-- Opening Marker --
PR #3340, opened 2025-04-23
Move 3D Secure settings from Payment Methods to Settings tab (4521)

danieldudzic:
### Description

This PR will relocate the `3D Secure` setting from the `Advanced Credit and Debit Card Payments` modal (in `Payment Methods`) tab to the `Settings` tab.

### Screenshots

|Before|After|
|-|-|
|acdc_moda_l_before|acdxc_modal_after|

|Before|After|
|-|-|
|settings_before|settings_after|

### Testing

- Verify that the 3D Secure settings are present and properly displayed
- Select a different 3D Secure option and save settings
- Refresh the page and verify the selected setting persists
- Navigate to the Payment Methods tab and verify the 3D Secure settings have been removed from the "`Advanced Credit and Debit Card Payments` modal

### DIFF
--- a/modules/ppcp-compat/src/CompatModule.php
+++ b/modules/ppcp-compat/src/CompatModule.php
@@ -282,8 +282,8 @@ class CompatModule implements ServiceModule, ExtendingModule, ExecutableModule {
 	 * The migration will be done on plugin update if it hasn't already done.
 	 */
 	protected function migrate_three_d_secure_setting(): void {
-		$payment_settings = get_option('woocommerce-ppcp-data-payment') ?: array();
-		$data_settings = get_option('woocommerce-ppcp-data-settings') ?: array();
+		$payment_settings = get_option( 'woocommerce-ppcp-data-payment' ) ?: array();
+		$data_settings    = get_option( 'woocommerce-ppcp-data-settings' ) ?: array();
 
 		// Skip if payment settings don't have the setting but data settings do.
 		if ( ! isset( $payment_settings['three_d_secure'] ) && isset( $data_settings['three_d_secure'] ) ) {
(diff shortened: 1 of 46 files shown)


AlexP11223 (approved):

modules/ppcp-compat/src/CompatModule.php
```diff
@@ -274,6 +275,38 @@ function () use ( $c, $is_smart_button_settings_migrated_option_name ) {
...
+
+				// Move the setting.
+				$data_settings['three_d_secure'] = $payment_settings['three_d_secure'];
+				unset( $payment_settings['three_d_secure'] );
+
+				// Save both.
+				update_option( 'woocommerce-ppcp-data-settings', $data_settings );
+				update_option( 'woocommerce-ppcp-data-payment', $payment_settings );
+			}
+		);
```
stracker-phil: I think it would be best to either have the full logic inside the action-handler (my recommendation), or instantly migrate without waiting for the "migrate_on_update" hook.

modules/ppcp-compat/src/CompatModule.php
```diff
@@ -274,6 +275,38 @@ function () use ( $c, $is_smart_button_settings_migrated_option_name ) {
...
+	 * The migration will be done on plugin update if it hasn't already done.
+	 */
+	protected function migrate_three_d_secure_setting(): void {
+		$payment_settings = get_option( 'woocommerce-ppcp-data-payment' ) ?: array();
+		$data_settings    = get_option( 'woocommerce-ppcp-data-settings' ) ?: array();
+
+		// Skip if payment settings don't have the setting but data settings do.
+		if ( ! isset( $payment_settings['three_d_secure'] ) && isset( $data_settings['three_d_secure'] ) ) {
+			return;
+		}
```
Dinamiko: I see there are more like this in other methods of this class but I suggest to encapsulate this code inside the hook callback, the reason is that all code inside the `run` method is executed multiple times every request whereas code inside hooks is only executed when needed.

Dinamiko (changes requested):

Dinamiko (approved):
-- Closing Marker --
All lines of the data above must be returned exactly.

PR #3340, opened 2025-04-23
Move 3D Secure settings from Payment Methods to Settings tab (4521)

danieldudzic:
### Description

This PR will relocate the `3D Secure` setting from the `Advanced Credit and Debit Card Payments` modal (in `Payment Methods`) tab to the `Settings` tab.

### Screenshots

|Before|After|
|-|-|
|acdc_moda_l_before|acdxc_modal_after|

|Before|After|
|-|-|
|settings_before|settings_after|

### Testing

- Verify that the 3D Secure settings are present and properly displayed
- Select a different 3D Secure option and save settings
- Refresh the page and verify the selected setting persists
- Navigate to the Payment Methods tab and verify the 3D Secure settings have been removed from the "`Advanced Credit and Debit Card Payments` modal

### DIFF
--- a/modules/ppcp-compat/src/CompatModule.php
+++ b/modules/ppcp-compat/src/CompatModule.php
@@ -282,8 +282,8 @@ class CompatModule implements ServiceModule, ExtendingModule, ExecutableModule {
 	 * The migration will be done on plugin update if it hasn't already done.
 	 */
 	protected function migrate_three_d_secure_setting(): void {
-		$payment_settings = get_option('woocommerce-ppcp-data-payment') ?: array();
-		$data_settings = get_option('woocommerce-ppcp-data-settings') ?: array();
+		$payment_settings = get_option( 'woocommerce-ppcp-data-payment' ) ?: array();
+		$data_settings    = get_option( 'woocommerce-ppcp-data-settings' ) ?: array();
 
 		// Skip if payment settings don't have the setting but data settings do.
 		if ( ! isset( $payment_settings['three_d_secure'] ) && isset( $data_settings['three_d_secure'] ) ) {
(diff shortened: 1 of 46 files shown)


AlexP11223 (approved):

modules/ppcp-compat/src/CompatModule.php
```diff
@@ -274,6 +275,38 @@ function () use ( $c, $is_smart_button_settings_migrated_option_name ) {
...
+
+				// Move the setting.
+				$data_settings['three_d_secure'] = $payment_settings['three_d_secure'];
+				unset( $payment_settings['three_d_secure'] );
+
+				// Save both.
+				update_option( 'woocommerce-ppcp-data-settings', $data_settings );
+				update_option( 'woocommerce-ppcp-data-payment', $payment_settings );
+			}
+		);
```
stracker-phil: I think it would be best to either have the full logic inside the action-handler (my recommendation), or instantly migrate without waiting for the "migrate_on_update" hook.

modules/ppcp-compat/src/CompatModule.php
```diff
@@ -274,6 +275,38 @@ function () use ( $c, $is_smart_button_settings_migrated_option_name ) {
...
+	 * The migration will be done on plugin update if it hasn't already done.
+	 */
+	protected function migrate_three_d_secure_setting(): void {
+		$payment_settings = get_option( 'woocommerce-ppcp-data-payment' ) ?: array();
+		$data_settings    = get_option( 'woocommerce-ppcp-data-settings' ) ?: array();
+
+		// Skip if payment settings don't have the setting but data settings do.
+		if ( ! isset( $payment_settings['three_d_secure'] ) && isset( $data_settings['three_d_secure'] ) ) {
+			return;
+		}
```
Dinamiko: I see there are more like this in other methods of this class but I suggest to encapsulate this code inside the hook callback, the reason is that all code inside the `run` method is executed multiple times every request whereas code inside hooks is only executed when needed.

Dinamiko (changes requested):

Dinamiko (approved):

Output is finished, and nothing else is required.